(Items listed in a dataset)

________________________

PR #252, opened 2017-04-28
Avoid call of SetupThreads in DatabasePager Constructor 

remoe:
This solves a bug with some shared library configurations. Sometimes the DatabasePager Singleton is initialised before one can call other configuration options like "setNumOfDatabaseThreadsHint". But OSG initialise it here:

https://github.com/openscenegraph/OpenSceneGraph/blob/master/src/osgDB/DatabasePager.cpp#L1555 

So this call in the constructor is not needed.

### DIFF
--- a/src/osgDB/DatabasePager.cpp
+++ b/src/osgDB/DatabasePager.cpp
@@ -1110,10 +1110,6 @@ DatabasePager::DatabasePager()
     // test of setting the database threads affinity.
     // _affinity = OpenThreads::Affinity(4,4);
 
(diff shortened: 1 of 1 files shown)


remoe:
This call instantiate the first DatabasePager in the app, before anyone can setup the configuration:

https://github.com/openscenegraph/OpenSceneGraph/blob/10d8ac7f65b177a3a92a28e2f976413c9c641489/src/osgDB/DatabasePager.cpp#L1243

PR #468, opened 2018-02-07
fix Visual Studio warnings about inheritance via dominace (C4250)

LaurensVoerman:


openscenegraph:
Hi Laurens,  these warnings tell me that this example is badly written, using multiple inheritance in the class is just inappropriate.  There really should be two classes.

openscenegraph:
I have re-factored the problem class into a dedicated event handler and a nested helper class that subclasses from NodeVisitor.  This avoids the inappropriate use of multiple inheritance and will resolve the warning with it.

The fixe PR is:
https://github.com/openscenegraph/OpenSceneGraph/commit/f767ab0cc967395aa4fe9573f2fbad4a9b762bae

I will close this PR as it's no longer required.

________________________

WHAT YOU ARE ASKED TO DO - The entries above are to be retyped exactly.

RESULT OF THE TASK -
PR #252, opened 2017-04-28
Avoid call of SetupThreads in DatabasePager Constructor 

remoe:
This solves a bug with some shared library configurations. Sometimes the DatabasePager Singleton is initialised before one can call other configuration options like "setNumOfDatabaseThreadsHint". But OSG initialise it here:

https://github.com/openscenegraph/OpenSceneGraph/blob/master/src/osgDB/DatabasePager.cpp#L1555 

So this call in the constructor is not needed.

### DIFF
--- a/src/osgDB/DatabasePager.cpp
+++ b/src/osgDB/DatabasePager.cpp
@@ -1110,10 +1110,6 @@ DatabasePager::DatabasePager()
     // test of setting the database threads affinity.
     // _affinity = OpenThreads::Affinity(4,4);
 
(diff shortened: 1 of 1 files shown)


remoe:
This call instantiate the first DatabasePager in the app, before anyone can setup the configuration:

https://github.com/openscenegraph/OpenSceneGraph/blob/10d8ac7f65b177a3a92a28e2f976413c9c641489/src/osgDB/DatabasePager.cpp#L1243

PR #468, opened 2018-02-07
fix Visual Studio warnings about inheritance via dominace (C4250)

LaurensVoerman:


openscenegraph:
Hi Laurens,  these warnings tell me that this example is badly written, using multiple inheritance in the class is just inappropriate.  There really should be two classes.

openscenegraph:
I have re-factored the problem class into a dedicated event handler and a nested helper class that subclasses from NodeVisitor.  This avoids the inappropriate use of multiple inheritance and will resolve the warning with it.

The fixe PR is:
https://github.com/openscenegraph/OpenSceneGraph/commit/f767ab0cc967395aa4fe9573f2fbad4a9b762bae

I will close this PR as it's no longer required.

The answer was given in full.